If not, aim to get your debt to manageable levels before embarking on parenthood.

Are You Saving 10% of Your Pay?

(Hint: You should be, whether you’re planning for a baby or not.) We’re big fans of automatic transfers from your paycheck to your savings account. You’re saving specifically for a baby, so this saving should be in addition to your 401(k) or other retirement savings.

Will Your Loved Ones Help With Child Care?

One of the biggest expenses is child care once you return to work. Having a partner or close family and friends who can share in the care of the child will make the situation much easier.

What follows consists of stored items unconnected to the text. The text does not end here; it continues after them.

PR #1508, opened 2024-05-13
Persist min/max supported protocol versions by a service endpoint 

tillrohrmann:
This commit validates and persists the reported min/max protocol version
for a service endpoint in the DeploymentMetadata.

This fixes https://github.com/restatedev/restate/issues/1507.


crates/service-protocol/src/discovery.rs
```diff
@@ -152,26 +165,81 @@ impl ServiceDiscovery {
...
+
+        let min_version = endpoint_response.min_protocol_version as i32;
+        let max_version = endpoint_response.max_protocol_version as i32;
+
+        if !protocol::Version::is_supported(min_version, max_version) {
+            return Err(DiscoveryError::UnsupportedServiceProtocol {
+                min_version,
+                max_version,
+            });
+        }
```
tillrohrmann, line 235: What still can happen is if the server removes a supported version that some registered endpoints can no longer be served. So ideally, the server never returns supported protocol versions.

cli/src/ui/deployments.rs
```diff
@@ -144,4 +159,7 @@ pub fn add_deployment_to_kv_table(deployment: &Deployment, table: &mut Table) {
             &format!("{}: {}", header, value.to_str().unwrap_or("<BINARY>")),
         );
     }
+
+    table.add_kv_row("Min protocol version:", min_protocol_version);
+    table.add_kv_row("Max protocol version:", max_protocol_version);
```
slinkydeveloper, line 164: I would rather print those as the following:

* In case only one version supported: `table.add_kv_row("Protocol:", min_protocol_version);`
* In case range supported: `table.add_kv_row("Protocol:", format("[{} .. {}]", min_protocol_version, max_protocol_version));`

crates/errors/src/error_codes/META0012.md
```diff
@@ -0,0 +1,9 @@
+## META0012
+
+Trying to register a service endpoint whose supported service protocol versions is incompatible with the server. This indicates that you have to update your server to make it work together with the deployed SDK.
+
+Suggestions:
+
+* Check the compatibility matrix between SDK and server versions
```
slinkydeveloper, line 7: We could definitely use a page in the documentation for that.

crates/errors/src/error_codes/META0012.md
```diff
@@ -0,0 +1,9 @@
...
+  * Either deploy a server version which is compatible with your SDK
+  * Or use an SDK version which is compatible with your server
```
slinkydeveloper, line 9: This doesn't seem to be a good suggestion to me. If I already developed the service against the newest version of the SDK, there is a good chance I can't easily downgrade to the old SDK version. I would phrase this a bit differently...

crates/service-protocol/build.rs
```diff
@@ -18,8 +18,12 @@ fn main() -> std::io::Result<()> {
     prost_build::Config::new()
         .bytes(["."])
         .protoc_arg("--experimental_allow_proto3_optional")
+        .enum_attribute("protocol.Version", "#[derive(::strum_macros::FromRepr)]")
         .compile_protos(
-            &["service-protocol/dev/restate/service/protocol.proto"],
+            &[
+                "service-protocol/dev/restate/service/protocol.proto",
+                "service-protocol/dev/restate/service/discovery.proto",
```
slinkydeveloper, line 25: The name of this proto file is :shrug: because it makes me think the discovery manifest is there.

crates/service-protocol/build.rs
```diff
@@ -18,8 +18,12 @@ fn main() -> std::io::Result<()> {
     prost_build::Config::new()
         .bytes(["."])
         .protoc_arg("--experimental_allow_proto3_optional")
+        .enum_attribute("protocol.Version", "#[derive(::strum_macros::FromRepr)]")
```
slinkydeveloper, line 21: interesting!

crates/service-protocol/src/discovery.rs
slinkydeveloper: would the invoker still be able to do this check?

slinkydeveloper (commented):
You need to add the accept header in the request, and check the response contains a supported content-type header too.

cli/src/ui/deployments.rs
tillrohrmann: Will change it.

crates/errors/src/error_codes/META0012.md
tillrohrmann: Once we have it, we can link it from this error.

tillrohrmann:
> You need to add the accept header in the request, and check the response contains a supported content-type header too.

This isn't implemented in this PR and will be done by a follow-up PR.

crates/errors/src/error_codes/META0012.md
tillrohrmann: It is just a suggestion. If this is not possible for a user then the user needs to upgrade the server. There is not much else the person can do.

crates/service-protocol/build.rs
tillrohrmann: It contains the protobuf related discovery types. If you have a better name in mind then let me know.

tillrohrmann:
Thanks for your review @slinkydeveloper. I've addressed your comments and pushed an update. PTAL.

slinkydeveloper (approved):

RELATED: How to Budget My Money for Savings

Will Your Friends Throw You a Shower?

Outfitting a nursery and buying things like car seats, strollers, and bouncers can easily add up to more than $1,000. A baby shower will probably offset a large portion of that, especially if you register at an online baby store.

Are You a Disciplined Shopper? Do You Have Friends With Babies?

If buying clothes for yourself is hard to resist, it’s doubly so when shopping for an adorable baby. Develop that discipline now, since baby clothes—even lovely ones—will likely fit your newborn for three months or less. Nabbing used clothes and toys from friends’ and siblings’ children will save big money.

No matter how hard you try, you can never be fully prepared for the life change that is a baby. All the same, getting your finances in shape beforehand will give you one fewer source of anxiety as you start out on this massive adventure.